Genzyme Corporation has filed for approval to market Synvisc (hylan G-F 20) in Japan for the treatment of pain from osteoarthritis. Synvisc is currently approved for use in the United States, Europe and 60 countries around the world.
"The filing to market Synvisc in Japan is an important milestone in further expanding the Synvisc franchise," said Ann Merrifield, president of Genzyme Biosurgery, the division of Genzyme Corp. that manufactures and distributes Synvisc. "Today, Japan represents an approximately $300 million market and provides a tremendous opportunity in which to promote Synvisc's unique benefits to patients."
The filing was made with the Japanese Ministry of Health, Labour and Welfare (MHLW) and product launch could take place in early to mid 2006.
Synvisc has been used to treat more than 2.5 million patients worldwide. It is Genzyme Corporation's third largest product, with worldwide end user sales expected to be between $262 and $284 million in 2003.
In addition to the filing in Japan, Genzyme recently received U.S. Food and Drug Administration (FDA) approval to begin a pivotal clinical trial in the U.S. for Synvisc in the hip. The trial is expected to enroll its first patient later this fall. In the European Union, Synvisc is already approved to treat pain due to osteoarthritis (OA) of the knee and hip. Additionally, clinical trials of Synvisc in the shoulder and ankle are anticipated to begin in the EU by the end of 2003.

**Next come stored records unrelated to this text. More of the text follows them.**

PR #250, opened 2022-01-27
Add geometry_type_to_name function

ttencate:
---

### DIFF
--- a/src/vector/geometry.rs
+++ b/src/vector/geometry.rs
@@ -437,11 +437,18 @@ impl PartialEq for Geometry {
 
 impl Eq for Geometry {}
 
+pub fn geometry_type_to_name(ty: OGRwkbGeometryType::Type) -> String {
+    let rv = unsafe { gdal_sys::OGRGeometryTypeToName(ty) };
+    // If the type is invalid, OGRGeometryTypeToName returns a valid string anyway.
+    assert!(!rv.is_null());
+    _string(rv)
+}
+
 #[cfg(test)]
 mod tests {
     use crate::spatial_ref::SpatialRef;
 
-    use super::Geometry;
+    use super::{geometry_type_to_name, Geometry};
 
     #[test]
     #[allow(clippy::float_cmp)]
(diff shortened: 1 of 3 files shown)


src/vector/geometry.rs
```diff
@@ -437,11 +437,16 @@ impl PartialEq for Geometry {
 
 impl Eq for Geometry {}
 
+pub fn geometry_type_to_name(ty: OGRwkbGeometryType::Type) -> String {
+    let rv = unsafe { gdal_sys::OGRGeometryTypeToName(ty) };
```
lnicola, line 441: Might be worth adding a null check here, even if it's just an assert.

lnicola: Actually, `OGRwkbGeometryType::Type` is an integer, so it's easy to call this with an invalid value. I'd be inclined to return `Option<String>`.

ttencate: Result<String> then? It's more consistent with other APIs in the crate.

ttencate: https://gdal.org/api/vector_c_api.html#_CPPv421OGRGeometryTypeToName18OGRwkbGeometryType says "NULL on failure". Let's do an assertion then.

Got to run now, will do this next week (or feel free to do it yourself if you have time).

ttencate: Done now, and locked down with an extra test.

lnicola:
Oof, if you're still around, can you rebase to fix the changelog conflict?

ttencate:
Btw how would you feel about having this awkward `OGRwkbGeometryType` hammered into a proper Rust `enum` called `GeometryType`? Just a matter of someone not having done it yet, or are there objections?

ttencate:
I will run Clippy and rustfmt before pushing next time. I will run Clippy and rustfmt before pushing next time. I will run Clippy and rustfmt before pushing next time.

lnicola:
> Btw how would you feel about having this awkward OGRwkbGeometryType hammered into a proper Rust enum called GeometryType? Just a matter of someone not having done it yet, or are there objections?

Might be a good idea, but I'm not sure how extensible it's supposed to be (take a look at the [values defined](https://gdal.org/doxygen/ogr__core_8h.html#a800236a0d460ef66e687b7b65610f12a) in GDAL).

"Genzyme is excited to begin a U.S. study of Synvisc in the hip, as there is currently no viscosupplementation product on the U.S. market shown to relieve OA pain in joints other than the knee," added Merrifield.
Synvisc is the largest selling viscosupplementation product in the United States and Canada for the treatment of pain due to osteoarthritis of the knee. Viscosupplementation is endorsed by the American College of Rheumatology as a standard of care in the treatment of OA of the knee.